Monday, 8 August 2022

Poachers and gamekeepers

May 2020 seemed like the perfect time to start building on a hospital expansion. 

The Eden-Epsom Residential Protection Society disagreed. 

It's been tied up in the courts for the two years since then. 

Their successes in blocking a hospital expansion, during a pandemic, might seem surprising. Except that their President is sufficiently expert in Resource Management law that he's the guy that Labour asked to head up their review of the Resource Management system. 

Randerson's involvement with an organisation working to oppose a private plan change that would allow a hospital expansion was disclosed by Randerson before his appointment.

My column in the Stuff papers.

Auckland Council notified the proposed plan change on March 21, 2019.

The Eden-Epsom Residential Protection Society organised meetings to block it.

A spokesperson for the society, who did not want to be named, was quoted on March 31, 2019: “We are not opposed to hospitals per se and part of our case is there are suitably zoned areas of the city laid down under the Unitary Plan which could accommodate this activity.”

Hospitals are fine, you see, but Not In My Backyard – even if they are situated on a reasonably major thoroughfare.

Auckland Council approved the plan change in May 2020, with a few modifications.

Think back to May 2020.

New Zealand had just finished its first substantial lockdown.

Building more hospital capacity, so we would be ready if Covid got here, is the kind of thing that a sane place might do.

And May 2020 is exactly when the Government, and a lot of economists, were expecting unemployment to be heading toward double-digits. The Government planned a lot of make-work projects, some of rather dubious value, to ensure that construction workers would not flee overseas.

The hospital project could have been shovel-ready. It would have been a perfect project for May 2020.

Alas.

The Eden Epsom Residential Protection Society appealed the decision.

It has been working its way up through the courts. The High Court is scheduled to hear the case in September of this year – more than two years after Auckland Council had provided its initial stamp of approval.

In its submission of May 9, 2022 to the unitary plan team, the Eden Epsom Residential Protection Society highlighted the importance of the three affected properties to the designated special character area.

Later in that same submission, the society argued that “intensification is best directed to the CBD and metropolitan centres rather than the fragmentation and ultimate destruction of irreplaceable areas of special character”.

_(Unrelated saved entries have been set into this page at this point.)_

PR #44, opened 2021-05-17
Picker tabs

smialko:
**SUMMARY**
- I created a custom picker view for selecting session type, 
- I fetch sessions only for selected section, 
- I created CoreDataHook that triggers fetch request when something changes in database and refresh the session list on view.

Allowing a hospital in the area would not just affect properties considered significant, it might also set a precedent of allowing people to build things.

It is an indictment of our resource management system that a hospital expansion can be tied up in the courts for two years during a pandemic.

Can a country that worries more about a special character designation than about hospital capacity in a pandemic really be considered sane?

The Government has wished to progress an ambitious urban growth agenda, including a National Policy Statement on Urban Development requiring councils to enable more housing, and the Enabling Housing Supply legislation requiring Tier 1 cities to allow far more intensification.

David Parker, the Minister for the Environment, launched a comprehensive review of the resource management system in July 2019.

Tony Randerson, QC, chaired that review, which was completed and has been reported back to the Government. He is eminently qualified. There will not be many who better understand the system.

His panel’s review forms the blueprint for the Government’s approach to resource management reform.

The Eden Epsom Residential Protection Society’s submission of May 2022 lists Tony Randerson, QC, as the society’s president.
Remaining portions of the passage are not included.